SRI LANKA | Thursday, 8 October 2015 | Views [887]

After our somewhat cloak-and-dagger glimpse into the tea world, it was time to leave Hill Country and head south, to where it’s truly hot. All that time in the mountains I’d thought it was scorching, but I was actually just lukewarm in comparison to what was coming. We travelled south to Ratnapura, a region famous for its gems. The landscape became a lighter green as we drove, dominated by coconut palms and quilt-like rice paddies.

When Asanga told me we’d be visiting a gem mine, my mind immediately jumped to past mining experiences, assuming there would similarities. Like when my family visited a nickel mine in Sudbury, Ontario, and we put on hard hats before descending hundreds of feet below the earth’s surface by elevator. With the exception of the sky remaining upward and my name still being Lindsay, this mining experience was different in EVERY POSSIBLE WAY.

The owner of the mine met us on the road, and we headed by foot to his operation. There were no trucks, no hard hats, and certainly no elevators. Instead, there was a small hut, several pits, and five men in the centre of a rice paddy.

Most mines in the region are located in fields; one year they’re growing Asia’s most popular staple, and the next they’re dug up with the hope that sapphires and rubies lie within them. Such an endeavour is a huge gamble, with thousands of rupees and hundreds of hours funneled into a literal pit, and absolutely no guarantee that any of it will pay off. These mines are optimism at its finest, and there’s no way I’d survive a single day of work at any of them.

Upon arrival, all I was required to do was stand, and in that kind of heat, I had a hard time accomplishing my task.

While I stood, the men were digging and hauling up weighty loads of mud, then sifting through basket after basket of rocks.

The work is excruciatingly hard, and to both fuel themselves and deal with the heat, the miners’ food is heavy with chilies and salt. When it comes to their midday meal, I must say this: Sri Lankan miners are so much more refined than most Canadians I know (including myself).

These guys don’t pack themselves a disappointing sandwich, apple, and granola bar for lunch. What they do is stop work, build a small fire, and prepare a fresh tomato and coconut curry to be eaten with rice, coconut sambal, fish, and salad.
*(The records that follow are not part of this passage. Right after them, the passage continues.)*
PR #399, opened 2026-08-05
Fail tests on leaked database connections

DarriEy:
## Summary
- make surviving open aiosqlite workers fail the pytest session after safe cleanup
- record the owning test and connection-creation stack for actionable diagnostics
- distinguish genuinely leaked handles from already-closed workers finishing an older aiosqlite polling tick
- close the dashboard read-only connection if cancellation lands during connection initialization
- preserve original missing/unreadable database errors when cleanup itself cannot run

## Root cause
The dashboard broker could be cancelled after aiosqlite started its worker but before the awaited handle was assigned to ReadOnlyDatabase._db. Shutdown then had no handle to close, leaving a non-daemon worker alive.

## Verification
- focused lifecycle/leak regressions: 5 passed
- python -m pytest -q: 2105 passed, 5 skipped, with no reaper output
- focused Ruff: clean
- git diff --check: clean

The existing FastAPI/httpx deprecation warning is unchanged and out of scope.

### DIFF
--- a/auramaur/web/db.py
+++ b/auramaur/web/db.py
@@ -10,6 +10,8 @@ needs, so ``monitoring.cockpit.gather_state`` runs unchanged on top of it.
 
 from __future__ import annotations
 
+import asyncio
+from contextlib import suppress
 from pathlib import Path
 
 import aiosqlite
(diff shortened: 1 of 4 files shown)


DarriEy:
Review (Claude, 2026-08-05): **the load-bearing claim verified empirically** — full suite run on this branch REBASED OVER CURRENT MAIN (today's five commits: settlement mappers, manual-trade sweep, #397, #398): 2111 passed, exit 0, ZERO reaper output. The dashboard connect-race fix (hold the handle before awaiting; close on cancellation/failure before re-raising) eliminates the last known leak source — very likely the 2-connection session-end reap observed on the phase-3-era tree. With that gone, escalating the be600db backstop from reap-and-warn to reap-and-FAIL is exactly right: a future leak turns CI red in 90 seconds with the owning test and construction stack named, instead of hanging 6 hours.

Implementation notes from line-by-line: CancelledError correctly listed beside Exception (BaseException since 3.8); the leak regression test correctly exempts itself by reaping in-test; the id()-keyed stack registry cannot mislabel live leaked connections (id unreusable while alive). One cosmetic nit, no action needed: connections created during fixture teardown attribute to the prior test's nodeid — the recorded stack still points at the true construction site.

Verdict: MERGE-READY.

With nothing but a piece of corrugated tin supported by tree trunks as their kitchen!

In an act of extreme generousity, they shared this beautiful lunch with us, including the dish called “sprat curry,” which I was crazy about. Sprats are a small, oily fish that are salted and dried, then mixed up with spices.

Though the fish themselves are bigger, their intense saltiness and flavour reminded me of the dried anchovy salads that always come as part of the Korean banchan.

The miners waited to eat until we’d enjoyed ours, all the while encouraging us to have seconds.

I obliged by scooping another half spoonful into my bowl, but felt too guilty to eat any more. I wasn’t involved in the hard labour – why do I deserve extra sprats??! They also made sure the coconut shell I’d been handed was always full of water, and even humoured me by agreeing to take a photo.

After we left the field, I was taken up to the mine owner’s house to meet his family, including his wife and very elderly mother. I asked if I could take her picture and she too obliged, then grabbed my hand and sat me down next to her.

She looked well into her 90’s, and I wished I could’ve heard her stories. So much has happened in Sri Lanka over her lifetime.

Their home – their mercifully cool home - was filled with Christmas lights, garden ornaments, and shrines.  If this is typical for Ratnapuran homes, I cannot tell you, but it sure was colourful.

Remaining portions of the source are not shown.